We also looked at the selectivity of program admissions. There are multiple ways for teacher preparation programs to earn high scores on NCTQ’s measure of academic selectivity, including through minimum grade-point average requirements, average cohort GPA, cohort SAT/ACT scores, minimum SAT/ACT scores, GRE/MAT scores, teaching audition requirements and Barron’s selectivity ratings. (See the full methodology and scoring rubric here.)

What we found is that racial diversity in program enrollment and academic selectivity in admissions are not mutually exclusive. Nearly three times as many programs in the sample succeed in being both diverse and selective than are neither (15.8 percent versus 5.6 percent).

In fact, of the 420 programs that contribute to greater teacher diversity in their communities, nearly half (198 programs) are doing so while ensuring that, at a minimum, most of their admitted cohort comes from the top half of the collegegoing population — proving that teacher prep programs don’t need to lower standards to achieve greater diversity. Our interactive tool (linked here) shows how programs scored in these two areas.

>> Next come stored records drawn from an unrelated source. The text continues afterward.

Issue #8609, opened 2026-07-23
Tracking: Entity relationships and graph query


killme2008:
### What problem does the new feature solve?

Telemetry tables contain entity identities and evidence of relationships, but GreptimeDB has no common surface for querying them as topology. Users must manually join traces, metrics, and logs, or maintain a separate catalog or graph store, to answer questions such as which services call each other, where a workload runs, and what the topology looked like during an incident.

The accepted design is described in RFC #8605.

### What does the feature do?

Expose entities and time-ranged relationships as ordinary SQL tables derived from existing telemetry. The graph remains a logical view rather than a separate graph store.

This issue tracks the implementation:

**M0 and initial M1**

- [x] #8614 — entity declarations, computed `semantic_entities` and `semantic_relationships` tables, the entity registry, and trace-derived `calls` edges with RED metrics.

**M1 follow-ups**

- [x] #8794 — preserve caller authorization, cancellation, and deadlines in derived source scans; honor explicit query time windows.
- [x] Support metadata-only `ALTER TABLE SET/UNSET` for `greptime.semantic.*` options so existing tables can add and update entity declarations without routing semantic metadata through region-option mutations. https://github.com/GreptimeTeam/greptimedb/pull/8880
- [x] #8854 — zero-configuration Prometheus/Kubernetes entity declarations: embedded conventions.yaml + descriptor-metric whitelist (RFC alignment: #8853); generic per-table label rules deferred until the enumerate path has a scale strategy.
- [x] #8797 — stamp Remote Write 2.0 per-series metadata as semantic table options (#4765).
- [x] #8836 — derive virtual nodes for uninstrumented peers.
- [x] #8836 — derive attribute-based edges (same-row co-declaration vocabulary); relationship templates pending.
- [x] #8794 — add the declared-edge table and union declared edges into `semantic_relationships`.
- [x] #8836 — derive agent relationships (`parent_agent calls agent`, same-row `uses`/`invokes`; `gen_ai.*` naming via #8853/#8854); session entities and parent-child span derivation of `uses`/`invokes` pending.
- [x] #8904 — synthesize the `greptime_otel_resource_info` descriptor metric at OTLP ingestion, so OTLP-only deployments derive infrastructure entities without kube-state-metrics.
[...]

PR #8605, opened 2026-07-22
docs: add entity relationships and graph query RFC

killme2008:
I hereby agree to the terms of the [GreptimeDB CLA](https://github.com/GreptimeTeam/.github/blob/main/CLA.md).

## Refer to a related PR or issue link (optional)

Implementation series starts at #8440.

## What's changed and what's your intention?

The RFC for modeling, deriving, and querying entity relationships (service → service calls, runs_on, contains, ...) over telemetry tables — the follow-up promised in the table-semantic-layer RFC's Future Work.

Core decisions:

- GreptimeDB does not become a graph database: the graph is a logical view over ordinary tables, queried with SQL (and later the ISO SQL/PGQ `GRAPH_TABLE`/`MATCH` surface over a snapshot relation).
- The graph is derived at read time: `greptime_private.semantic_entities` / `semantic_relationships` are computed, read-only tables over the declaring telemetry tables; nothing is materialised.
- Entity identity follows the OTel entity model (identifying attributes; column name = attribute key); edges are time-ranged facts with a small typed vocabulary, provenance, and RED metrics (servicegraph semantics).

## PR Checklist

Please convert it to a draft if some of the following conditions are not met.

- [x] I have written the necessary rustdoc comments.
- [x] I have added the necessary unit tests and integration tests.
- [ ] This PR requires documentation updates.
- [x] API changes are backward compatible.
- [x] Schema or data changes are backward compatible.

PR #8614, opened 2026-07-23
feat: read-time entity relationships graph over telemetry (M0+M1)

killme2008:

Supersedes #8440.

Tracking issue: #8609.

Design: #8605.

Derive entity relationships (service → service calls, etc.) from ordinary telemetry tables at read time and expose them as two computed tables under `greptime_private`. Nothing is materialised; it is a logical view over data already stored. A user ingesting OTLP traces gets a queryable service dependency graph without an extra declaration or pipeline.

### Entity declaration

- Add the open-ended `greptime.semantic.entity.<type>.{id|descriptive|scope}` table-option namespace.
- Validate entity declarations during DDL: referenced columns must exist and entity `id` columns must be tag columns.
- Auto-stamp `greptime.semantic.entity.service.id = service_name` on the main OTLP trace table. Declarations are visible through `information_schema.table_semantics`.

### Read-time graph

- Add `greptime_private.semantic_entities` for observed entities and `greptime_private.semantic_relationships` for observed edges. They live in `greptime_private`, not `information_schema`, because scanning them performs derivation over telemetry data.
- Declare `EntityGraphProvider` in `catalog` and implement it in `frontend` over the query engine. Late injection avoids a `catalog → query` dependency cycle.
- Build derivation as typed DataFusion plans rather than generated SQL. The internally constructed default-window predicates push down into source scans, and user-controlled identifiers remain values rather than SQL text.
- Group entity declarations by source table and expand them with arrays plus `UNNEST`, so a table is scanned once regardless of how many entity types it declares.
- Derive `calls` edges by pairing trace client/server spans and globally aggregating RED metrics across trace tables.
- Stream derivation results through the computed tables instead of collecting the complete graph in memory.
- Use `observed_at` as the time index of both computed tables.
- Expose JSON outputs (`entity_id_attrs`, `descriptive`, `source_tables`, and `attributes`) as JSONB.
- Protect both computed tables from DDL and DML on every write path.

### Limitations

- Derivation currently uses an internal `QueryContext`; preserving caller authorization, cancellation, and deadlines is tracked for a follow-up.
- Scan predicates do not yet define the derivation window; it defaults to the last hour.
- Complete `greptime_trace_v1` schema validation is deferred; malformed legacy trace tables may still fail a relationship scan.
- Only the entity registry and trace-derived `calls` edges are included. Other edge types and declared edges are follow-ups.
- `WITH RECURSIVE` over computed tables is limited by DataFusion recursive CTE support; bounded-hop joins work.
- This is the first PR in the series and is not documented or announced yet. It introduces additive table metadata but does not change existing storage or wire formats.

## PR Checklist


src/operator/src/statement/semantic_graph.rs
```diff
@@ -0,0 +1,1040 @@
...
+        .select(REGISTRY_COLUMNS.into_iter().map(ident).collect::<Vec<_>>())?
+        .distinct()
+}
+
+/// Builds the `semantic_entities` registry plan: one branch and source scan per
+/// declaring table, filtered to `window`, then `UNION ALL` across source tables.
+/// Returns `None` when nothing declared an entity, so the computed table streams
+/// empty.
+pub fn build_registry_plan(
+    sources: Vec<(Vec<EntityDeclaration>, DataFrame)>,
```
sunng87: Data Clumps (minor): `build_registry_plan` accepts `Vec<(Vec<EntityDeclaration>, DataFrame)>` and `build_calls_plan` accepts `Vec<(EntityDeclaration, DataFrame)>`. Meanwhile `entity_graph.rs:64` already defines `struct EntitySource { declarations: Vec<EntityDeclaration>, table: TableRef }` with exactly these fields. Consider accepting `&[EntitySource]` in these plan-builder signatures so the grouping is named and the caller's `EntitySource` flows through without destructuring.

src/frontend/src/instance/builder.rs
```diff
@@ -260,6 +263,22 @@ impl FrontendBuilder {
...
+            .catalog_manager
+            .as_any()
+            .downcast_ref::<KvBackendCatalogManager>()
+        {
+            let provider: EntityGraphProviderRef = Arc::new(EntityGraphProviderImpl::new(
+                query_engine.clone(),
+                Arc::downgrade(&self.catalog_manager),
+            ));
+            kv_catalog.set_entity_graph_provider(provider);
+        }
```
sunng87, line 288: Judgement call: `experimental_` gate (architecture-invariant 5). This is the first PR in the series and is not yet documented or announced. Without a config gate the feature auto-stamps entity declarations on every new OTLP trace table and exposes the computed graph tables to all `information_schema` queries immediately. A short-lived `experimental_entity_graph` flag would let it bake before removal.

killme2008: Discussed offline — we're not adding a config gate for this. The decision is to treat the entire entity-graph feature as experimental and state that in the docs and the release note, rather than encoding the status in config naming. The surface is additive and read-only (namespaced `greptime.semantic.entity.*` options plus computed `information_schema` tables), so nothing lands in the stable config surface that a prefixed key would protect; and a short-lived `experimental_entity_graph` key would itself become config churn when dropped at stabilization. If the bake period shows we need a hard off-switch, we can add one then.

sunng87 (approved):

Along with the release of these data, several of the teacher preparation programs that are leading the way in maintaining high academic standards and enrolling racially diverse cohorts of future teachers shared their strategies and recommendations for recruiting and supporting teacher candidates of color. Here are some of their key recommendations:

  • Recognize that higher academic standards are likely to make a teaching major more attractive to many college students, including students of color.
  • Set ambitious goals around recruiting diverse teacher candidates.
  • Establish partnerships with racially diverse school districts interested in operating “grow your own” programs and with local community colleges.
  • Offer grants, scholarships or other financial support aimed at encouraging enrollment in teacher preparation programs or to ensure persistence through graduation.
  • Establish mentorship programs for teacher candidates of color.
  • Support affinity groups or clubs for teacher candidates of color and others interested in pursuing a career in education.

Students need high-quality teachers more than ever, and it is up to all of us — education advocates, federal, state and district policymakers and teacher preparation leaders — to make increasing both teacher diversity and selectivity a national priority.

Kate Walsh is president of the National Council on Teacher Quality.